The Bells: We Can Fill Southampton with the Sound of Bells
A few years ago, the Presbyterian Church of Southampton automated the beautiful bells that sound in their church belfry. As a result, the bells now sound once an hour, every hour, every day, cheerfully stating the time that is also visible on the hands of the clock that are up there on the church steeple. Prior to the automation, the ringing was more sporadic. It operated on a spring mechanism that sometimes got out of whack. So on occasion, there would be no bells until Travis Corwin at Corwin Jewelers, a member of the congregation and a fixer of clocks, would climb the interior ladder to fix what was wrong.
If the Presbyterian Church now fills the southern end of Main Street with beautiful song, the United Methodist Church of Southampton does the same thing—beginning last year—at the northern end of Main Street, although just on Sundays, and just on occasion. A great 3,500-pound bell is up in the belfry of that church. Built around 1901, it filled this town with the joyful sound of music until the Hurricane of 1938 caused damage to it, deterioration set in and, about 20 years ago, parishioners felt it was too dangerous to continue to use it.
The parishioners declared the bell broken. But then, last year, two men went up there and, with a block and tackle, a hydraulic jack and some hardwood, lifted the bell, replaced a cracked wooden harness that had jammed things up, and now it works. It’s been sounding on Sundays at the pull of the rope from the room in the belfry just below the bell chamber. Some Sundays they do it, some they don’t. But there it is.

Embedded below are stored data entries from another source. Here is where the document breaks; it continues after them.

Issue #32, opened 2014-02-17
Support drafts of private messages


loolmeh:
In most e-mail clients, there's a way to save messages as drafts without sending them. This lets the user work on them until they're ready to send. This would be nice functionality to provide in our private message area as well.

----

Original ticket: https://www.assembla.com/spaces/tatoeba2/tickets/408

RyckRichards:
Requested on the 1st Tatoeba day (2015-06-06)
https://tatoeba.org/eng/wall/show_message/22959#message_22959

trang:
Writing down some notes about a possible implementation.

* Add the value `Draft` in the `folder` enum of the `private_messages` table.
* Add function `saveDraft()` in PrivateMessage model.
* Add function `save_draft` in PrivateMessagesController.
* Add button **Save as draft** in the private message form.
* Modify `send()` function in PrivateMessagesController to handle "Save as draft".
* Add a link **Drafts** in the list of folders in the sidebar.
* Modify `folder()` function in PrivateMessagesController to retrieve Drafts messages.
* Modify URL in `private_messages/folder.ctp` for Draft messages: they should redirect to `write` and not `show`.
* Modify `write()` function in PrivateMessagesController to take into account an extra param: `messageId`. When the messageId is set, the content of the form should be pre-filled with the content of the corresponding message.
* Modify `private_message/write.ctp` to take into account the content of the Draft message when displaying form.

RyckRichards:
According to Guybrush88, he wants something (pretty) similar as drafts in e-mail clients which would help us to decide to either to send it or save it in order to send it in a second moment

zachleigh:
While going through this issue, I found that in private_messages_controller, the write method takes $recipients as its first argument. According to the doc-block, its supposed to be a string, but the database column is of type int.

| Field     | Type                               | Null | Key  | Default | Extra          |
|-----------|--------------------------------|-----  |--------|----------|----------------|
| recpt     | int(11)                            | NO   | MUL | NULL    |                |

Setting the recipients simply puts a userid in the recipients field, without actually finding the user. is this the desired behavior?

trang:
I'd go for a shorter solution: 

* Don't save the recipient(s) if the user saves as draft.
* Add a tooltip on hover on the "Save as draft" button: `Only the title and content of your message will be saved. The recipient will not be saved.`
* The avatar used for drafts would then be the "unknown" avatar.

zachleigh:
[...]

PR #1206, opened 2016-06-17
Add draft feature to private messages.

zachleigh:
This pull request addresses issue #32.

### DIFF
--- a/app/controllers/private_messages_controller.php
+++ b/app/controllers/private_messages_controller.php
@@ -77,7 +77,7 @@ class PrivateMessagesController extends AppController
         $conditions = array('folder' => $folder);
         if ($folder == 'Inbox') {
             $conditions['recpt'] = $currentUserId;
-        } else if ($folder == 'Sent') {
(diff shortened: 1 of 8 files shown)


trang:
It's looking good :) Just a few things to fix:

1. You want to make sure that users cannot see other people's drafts. At the moment, if I save a message as draft, copy the URL, log in as another user, and go the draft URL I copied, I can see the message.

2. When viewing a draft message, the label above the form is always "Reply", even when I save a draft for a new message. You may want to make the label more general, like "Message".

3. It would be better to remove the `md-primary` for the "Save as draft" button, so that it looks less important than the "Send" button. in general, we don't want several primary buttons, only one should be primary.

zachleigh:
Fixed the issues and changed one other thing.     

1. Enforced draft privacy by checking to make sure the private message's sender id is equal to the current user id in the controller `write` method.

2. Set the label to 'Message'.

3. Removed the `md-primary` class. The button is now white, which looks fine to me and moves focus to the Send button as desired.

4. When saving a draft, the To field of the message is no longer required. Only the content field needs to be filled.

Neither of these church bells can be heard down at Monument Square, however, which, down on Lake Agawam, provides the third point of a kind of triangle downtown.

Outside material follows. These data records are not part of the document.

PR #1208, opened 2016-06-17
Add Sort by Last Updated for Lists

dispyfree:
This pull request addresses issue #1100 .

+ made sentences lists sortable by the last time a sentence was added…or deleted

+ added respective triggers

### DIFF
--- a/app/models/sentences_sentences_lists.php
+++ b/app/models/sentences_sentences_lists.php
@@ -81,8 +81,19 @@ class SentencesSentencesLists extends AppModel
             'sentence_id' => $sentenceId,
             'sentences_list_id' => $listId
         );
-
+        $tmp = $this->belongsTo;
+        /**
+         * We have to temporarily remove the relation at least to sentence_list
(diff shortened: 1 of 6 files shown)


trang:
When the list name is very long, the table goes off of its content. In my case I have a list named `All you need is love (a list of romantic, cheesy, lovey-dovey sentences)`.

screenshot_6

trang:
A few more things:
* I just noticed the SQL file for the triggers is missing. 
* There's an extra file that should be remove (`list.php~`).
* Feel free to use a `git rebase -i` to squash all your commits :)

And some tips about commit messages:
* I'm not sure if there's a reason why you add `+` at the beginning of your commit messages. In our case they are not really necessary, they only use up extra characters.
* If you have a lot to say in your commit message and it doesn't fit in ~50 characters, you can split it into a title and  a description: `git commit -m "{title}" -m "{description}"`. You can see for instance [here](https://github.com/Tatoeba/tatoeba2/commit/8f7774973c3837f07dceb4a585cb7a70e053cfe6) an example of an ideal commit message.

Then, this past spring, Mayor Epley of Southampton Village, together with others, proposed to put a clock tower in Agawam Park, just 50 feet from Monument Square. Many years ago, a former slave named Pyrrhus Concer lived in a little house on Pond Lane overlooking Agawam Park. The Mayor decided he wanted to save that little house. And he also wanted to re-create the little business that Concer ran during the last half of his life. In the summertime, Concer would ferry beachgoers across Lake Agawam from the park to a landing down near the Southampton Bathing Association two miles away for a small fee. The Mayor, together with Nick Palumbo and others, created a ferry company for the effort and obtained a small boat that could be used for that purpose. And they put it into service for the first time, operated by the Village Marine Department, two summers ago. For this past summer, they ran the service from a wooden dock the Village built at the headwaters of the lake where it abuts the park. Just across the street is where Concer lived. The Village was re-creating history to honor Concer. And then the proposal was made to put a tower with a clock down by the dock. I think it got postponed for another time.
It seems to me that such a clock would be very appropriate for a ferry landing. It would show the time. And, in my opinion, it also presents an opportunity for the village to provide a third place to fill the air with beautiful musical bells. The bells could be atop the clock.
One could walk around downtown in the summertime and almost anywhere hear the cheerful sounds of music as this beautiful village celebrates its heritage.
Five years ago, this would not have been possible. Now, at relatively small cost, it is.